I really must apologize if I seem to be “doing things the hard way” or seem a bit deflective…my hands are a bit tied on the “why” which limits the “how” and makes the solution a bit tricky.

If I misunderstood all together, then I apologize, and really need clarification of what you mean. :wink:

–Kevin

Calvin, personally I try to keep well clear of UI scripting where possible esspecially with Adobe’s lack of support for its interface elements. But here’s a few samples that work fine for me in CS1, the first one is your group request:

tell application "Illustrator CS"
	activate
	tell application "System Events"
		tell process "Illustrator CS"
			tell menu bar 1
				click menu item "All" of menu "Select"
				delay 1
				click menu item "Group" of menu "Object"
				delay 1
				click menu item "Deselect" of menu "Select"
			end tell
		end tell
	end tell
end tell

This second one is for document size as this is r/o property in illustrator

tell application "Illustrator CS"
	activate
	set docRef to the current document
	tell docRef
		tell application "System Events"
			tell process "Illustrator CS"
				key down command
				key down option
				keystroke "p"
				key up command
				key up option
				delay 1
				keystroke tab
				keystroke "300" --Your measurements in ruler units. not points as the rest of illustrator scripting
				keystroke tab
				keystroke "300" --Your measurements in ruler units. not points as the rest of illustrator scripting
				keystroke return
			end tell
		end tell
	end tell
end tell

And lastly document color space again r/o property.

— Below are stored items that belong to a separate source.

PR #430, opened 2018-04-23
test: Remove bad NULL struct from CMUnitTest array.

flihp:
The CMUnitTest type only has 4 membbers and the NULL struct here has 5
members. This isn't required anyways so the cleanest thing to do is to
just remove it.


flihp:
This fixes build breakage for GCC versions > 5 (the current used by travis) introduced by #407. This will likely be pushed quickly to unblock work.

PR #431, opened 2018-04-23
tcti: Set version field to 2 to correspond with public review TCTI spec.

flihp:
The conf_help string is also updated in the INFO structure to describe
the format of the 'conf' parameter.


flihp:
the build will break here till https://github.com/tpm2-software/tpm2-tss/pull/979 is merged

williamcroberts:
I'm going to build the tools against this to get them ready as well.

Issue #445, opened 2018-05-12
flag check macros don't work


flihp:
The command invoked by the `AX_CHECK_*_FLAG` macros causes clang to report a warning, not an error. This means that the check for a supported flag will always pass. To cause it to fail we must pass `-Werror` to the check via the 3rd parameter.

PR #446, opened 2018-05-12
build: Treat warnings as errors when checking compiler for flag support.

flihp:
The command executed by the AX_CHECK_*_FLAG macro will cause clang to
report a warning when a flag isn't supported. But if we pass this flag
to the build the compilation will fail. So we have to force the warning
to be treated as an error when AX_CHECK_*_FLAG is executed by adding
-Werror to CFLAGS for the check.


flihp:
this resolves #445

Issue #447, opened 2018-05-12
scan-build fails, ci shows build as passing though


flihp:
I didn't catch this in the review but it looks like the scan-build integration with travis-ci never really worked. The results from the first build in master with scan-build turned on fails to compile but the build shows up green in CI regardless. The failing line is here: https://travis-ci.org/tpm2-software/tpm2-abrmd/jobs/374999260#L2001

I'm only noticing this after working on #445

flihp:
Since this prevents the clang build from running properly I'm reverting the offending commit f05f2a850efc88b99e87da31a2316053fe0fe45f. This will be fixed and re-applied once it's fixed and the scan-build findings resolved.

PR #450, opened 2018-05-14
Revert "Add scan-build Static Code Analysis to Travis"

flihp:
This reverts commit f05f2a850efc88b99e87da31a2316053fe0fe45f. The issue
with this commit is that, while it enables scan-build, it overwrites the
contents of CFLAGS and causes the build to fail (all -I directives to
the compiler have been lost and so it can't find the TSS@ headers). Odly
enough, because scan-build didn't find any errors (the build failed so
no errors to find) it still reports success. This isn't what we want.

The right solution here will preserve CFLAGS. A simple change like this
however causes the build to pass complete, scan-build to run, but it
then finds a pile of issues and so the build fails. For the short-term
we're reverting this commit and will resubmit it once the issues
identified by scan-build are resolved.


flihp:
this resolves #447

tell application "Illustrator CS"
	activate
	set docRef to the current document
	tell docRef
		if color space of docRef is not CMYK then
			tell application "System Events"
				tell process "Illustrator CS"
					tell menu bar 1
						click menu item "CMYK Color" of menu "Document Color Mode" of menu item "Document Color Mode" of menu "File"
					end tell
				end tell
			end tell
		end if
	end tell
end tell

Hi Calvin

Sorry if i was a bit vague. i’ll try and explain!
What you need to do is create an illustrator action. in the “actions pallette”
This will record your actions or steps in the application.
Actions in illustrator will record the print process from what i can gather, (briefly tested it)
So you go thru the process of creating your postcript file thru the print dialogs while illustrator records it.
then you call it from your script.
example:

tell application "Illustrator CS"
	activate
	do script "Delete Unused Palette Items" from "Default Actions" without dialogs
end tell

run this script it, and watch your swatches pallette if you haven’t deleted them all ready this will clean up your swatches,
and also as long as you haven’t cleaned your default actions out either!!! it will run a default action that comes with illustrator.
hope this helps

after a bit more research i’ve found out you would have to create a print preset to get the result i think you are after. in which case this can be called
directly from your script thru the print options, or you could still record it using an action and just select the preset.